Dvorak: Don't Trust Web-Application Servers - gibsonf1
http://www.foxnews.com/story/0,2933,295642,00.html
======
Goladus
A big problem with the article is that they throw up "Trust" as this gigantic,
vague moral litmus test and anything you "can't trust" is evil and To Be
Avoided. In typical fox news fashion the article is so laden with
presuppositions that it's hard to discuss rationally.

There's an important distinction between what happened with WGA and the
"Software as Service" model in general. Namely, that WGA is a mostly
superfluous add-on only there to protect against piracy. The fact that the
system shuts down or locks up when WGA is not available does nothing to
support what the users bought the OS for in the first place.

It's true that you can't trust 100% uptime from web servers. Millions of
Myspace users are pretty solid evidence that people can live with this. The
advantages of the server-based method are generally appreciated by customers,
who are also generally aware of the drawbacks.
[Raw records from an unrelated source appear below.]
PR #51, opened 2020-05-06
add @objc

harrieshin:
### Platforms Impacted
- [x] iOS
- [ ] macOS

### Description of changes
add @objc for some of the public initializers
fix crash on launch in demo app in Catalina development because it couldn't initialize the storyboard with "TableViewCell" properly.

### Verification

Xcode 11.4 Catalina 
12.4 iPhone XR simulator
13.4.1 iPhone 11 Pro Max Simulator
### Pull request checklist

This PR has considered:


anandrajeswaran:
Technically we could and probably should move the demo app fix to a separate PR. Probably ok in this case because I can't imagine we'd ever want to revert or pull either change without the other in practice

PR #54, opened 2020-05-07
add alternative primary colors in demo app

harrieshin:
### Platforms Impacted
- [x] iOS
- [ ] macOS

### Description of changes
- Some clients can change their app primary color within the same app session. Update Colors.swift to not cache Colors.primary values for control's static property.
- Demo app changes:
-- add alternative primary color palette(green) in the demo app
-- use UITableView to show the colors rather than UIStackView.
-- add accessory button in the table header view to switch app primary color

### Verification

|Simulator Screen Shot - iPhone 11 Pro Max - 2020-05-06 at 23 20 07| Simulator Screen Shot - iPhone Xʀ - 2020-05-06 at 23 12 31 Simulator Screen Shot - iPhone Xʀ - 2020-05-06 at 23 14 27|

### Pull request checklist

This PR has considered:


ios/FluentUI.Demo/FluentUI.Demo/Resources/Assets.xcassets/Colors/PrimaryColor.colorset/Contents.json
```diff
@@ -0,0 +1,38 @@
+{
```
anandrajeswaran, line 1: For disambiguity, should we call this DemoPrimaryColor.colorset?

ios/FluentUI/Core/Colors.swift
```diff
@@ -288,14 +287,14 @@ public final class Colors: NSObject {
     }
 
     public struct Badge {
-        public static var background: UIColor = primaryTint40
```
anandrajeswaran, line 291: I like this change a lot as is - making these computed should be a huge help as we figure out how to make colors truly dynamic for the case of multiple fluent components with different themes active at the same time (multi-window).

Getting greedy, is this also a chance to start pushing some of these out of Colors.swift into the files they actually affect? Would help a lot with clarity of code and understanding impact of changes, but also could help with bundle size if we go down a path where a client can handpick the controls they want and not get all of them

ios/FluentUI.Demo/FluentUI.Demo/Demos/ColorDemoController.swift
```diff
@@ -7,84 +7,157 @@ import FluentUI
...
+            DemoColorItem(text: Colors.Palette.warningTint40.name, color: Colors.Palette.warningTint40.color),
+            DemoColorItem(text: Colors.Palette.warningTint10.name, color: Colors.Palette.warningTint10.color),
+            DemoColorItem(text: Colors.Palette.warningShade40.name, color: Colors.Palette.warningShade40.color),
+            DemoColorItem(text: Colors.Palette.warningShade30.name, color: Colors.Palette.warningShade30.color)
+        ])
+    ]
+    private var tableView: UITableView!
+    private var usingDefaultPrimaryColor: Bool = false
+
+    override func viewDidLoad() {
```
anandrajeswaran, line 73: This looks like it's copied code, but easy to fix: this looks like a loadView rather than viewDidLoad. viewDidLoad is used for additional configuration after loading from a xib. loadView is where programmatic hierarchy is created and usually culminates in a "view = " call. See hopefully https://github.com/anandrajeswaran/apple-ux-guide/blob/master/ViewControllers.md later today :)

ios/FluentUI.Demo/FluentUI.Demo/Demos/ColorDemoController.swift
```diff
@@ -7,84 +7,157 @@ import FluentUI
...
+        super.viewDidLoad()
+
+        tableView = UITableView(frame: view.bounds, style: .grouped)
+        tableView.autoresizingMask = [.flexibleWidth, .flexibleHeight]
```
anandrajeswaran, line 77: Should we just use constraints here to set a good example? Then we can avoid passing in the dummy size (view.bounds) above

ios/FluentUI.Demo/FluentUI.Demo/Demos/ColorDemoController.swift
```diff
@@ -7,84 +7,157 @@ import FluentUI
...
+        tableView.register(TableViewCell.self, forCellReuseIdentifier: TableViewCell.identifier)
+        tableView.register(TableViewHeaderFooterView.self, forHeaderFooterViewReuseIdentifier: TableViewHeaderFooterView.identifier)
+        tableView.dataSource = self
+        tableView.delegate = self
+        tableView.separatorStyle = .none
+        tableView.backgroundColor = Colors.Table.backgroundGrouped
```
anandrajeswaran, line 83: Remove

ios/FluentUI/Core/Colors.swift
markavitale: That feels like a separate change to me logically, even if it's something we choose to do next.

ios/FluentUI/Core/Colors.swift
```diff
@@ -311,21 +310,21 @@ public final class Colors: NSObject {
     }
 
     public struct BarButtonItem {
-        public static var primary: UIColor = foreground8
+        public static var primary: UIColor { return UIColor(light: Colors.primary, dark: .white) }
         public static var secondary: UIColor = foreground2d
```
markavitale, line 314: Out of curiosity, so in this change we're making the primary color settable by the clients live, but not the secondary? Is that something we'd want to do in the future or not something we expect to be a client pain point?

NOT SAYING TO HANDLE DOCUMENTATION OF THIS CLASS IN THIS CHANGE: this is another case where "simple" or "trivial" documentation of APIs would allow us to adapt it to indicate that some of these properties are readonly-computed and others are just value assignments. A client could before this change call 
```Swift
Colors.BarButtonItem.primary = foo
Colors.BarButtonItem.secondary = bar
```

But now the first line will give an error while the second line would not. Maybe this is a desired outcome because it forces consistency with the primary colors and gives freedom to clients with secondary colors, but it's hard to understand just by looking at the code without any documentation.

ios/FluentUI/Core/Colors.swift
harrieshin: i understand the desire and completely agree with your direction. but i don't think it is something i should do in _this_ PR

anandrajeswaran: Yup, makes sense

ios/FluentUI/Core/Colors.swift
harrieshin: Yeah it seems hard to find the write documentation right now. what if I write, this comment in the mean time 
`    /// Variation of App brand colors. If an application is a hub of different apps, `primary` color could change within the same foreground session.
    /// It is recomended not to cache `primary` color because it could change.
 
@objc public static var primary: UIColor = communicationBlue`

markavitale: Sounds good!

PR #66, opened 2020-05-19
Link control for macOS

Saadnajmi:
### Platforms Impacted
- [ ] iOS
- [x] macOS

### Description of changes

We are adding a very simple Link Control, which is implemented as a simple stylized subclass of NSButton. 

The class contains two properties, "content" and "url", which match the interface of the [FluentUI React Native Link](https://developer.microsoft.com/en-us/fluentui#/controls/crossplatform/link). This is intentional, so that it's easier to wrap this native control in react native in the future.

In the process, I also replaced the "Hover Button" from the test app, since that's a relic from when we crated the repo

### Verification

| Test App with Hover Button View Controller Screen Shot 2020-05-19 at 4 37 43 PM | Test App with Link View Controller Screen Shot 2020-05-19 at 4 38 59 PM |

### Pull request checklist

This PR has considered:

###### Microsoft Reviewers: [Open in CodeFlow](http://wpcp.azurewebsites.net/CodeFlowProtocolProxy2.php?pullrequest=https://github.com/microsoft/fluentui-apple/pull/66)


macos/FluentUI/Link.swift
```diff
@@ -0,0 +1,48 @@
+//
+//  Copyright (c) Microsoft Corporation. All rights reserved.
+//  Licensed under the MIT License.
+//
+
+import AppKit
+
+/// A lightweight hyperlink control
+@objc(MSFLink)
+open class Link : NSButton {
```
harrieshin, line 10: should it be linkButton?

Saadnajmi: I wanted to clearly distinguish it from being a button, since [FluentUI React Native](https://developer.microsoft.com/en-us/fluentui#/controls/crossplatform) has them as separate controls. Also reserve the right to reimplement this with NSTextView or something else if we find it's better off that way 🙂

macos/FluentUI/Link.swift
```diff
@@ -0,0 +1,48 @@
...
+	@objc public init(content: String, url: NSURL) {
+		self.content = content
+		self.url = url
+		super.init(frame: .zero)
+		alignment = .natural
+		isBordered = false
+		target = self
+		action = #selector(linkClicked(_:))
+		
+		let attributedTitleAttributes = [
```
markavitale, line 25: This name feels a bit redundant.

macos/FluentUI/Link.swift
```diff
@@ -0,0 +1,48 @@
...
+
+/// A lightweight hyperlink control
+@objc(MSFLink)
+open class Link : NSButton {
+	
+	/// Initialies a link with a content string that is displayed, and an underlying
+	/// - Parameters:
+	///   - content: The visible text of the link that the user sees.
+	///   - url: The URL that is opened when the link is clicked
+	@objc public init(content: String, url: NSURL) {
```
markavitale, line 16: Not sure how I feel about the "content" name for the string. Buttons, which this is, have titles, not "content". https://developer.apple.com/documentation/appkit/nsbutton/1524430-title

markavitale, line 16: I'm guessing this might be the control spec, but do we like having this as a URL as opposed to a closure that we call when this is invoked?

Saadnajmi: I can look into what it would take to keep it as the property "title", and then have React Native map the "content" prop to the native "title" property

Saadnajmi: Not sure I understand what you mean?

macos/FluentUI/Link.swift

In contrast, users tend not to
appreciate being treated like criminals and having their OS crashed on purpose
because it couldn't complete a minor validation step.

------
gibsonf1
The crazy premise in this story is that MS represents great technology> MS
radically messed up their online service > therefore online on-demand services
are a bad idea. Yikes!

------
edw519
An argument gone too far.

Which is more likely to happen?

a. Google, Amazon, Yahoo, or <other host> goes down and loses all of your
data.

b. Your hard disk crashes and you have no backup.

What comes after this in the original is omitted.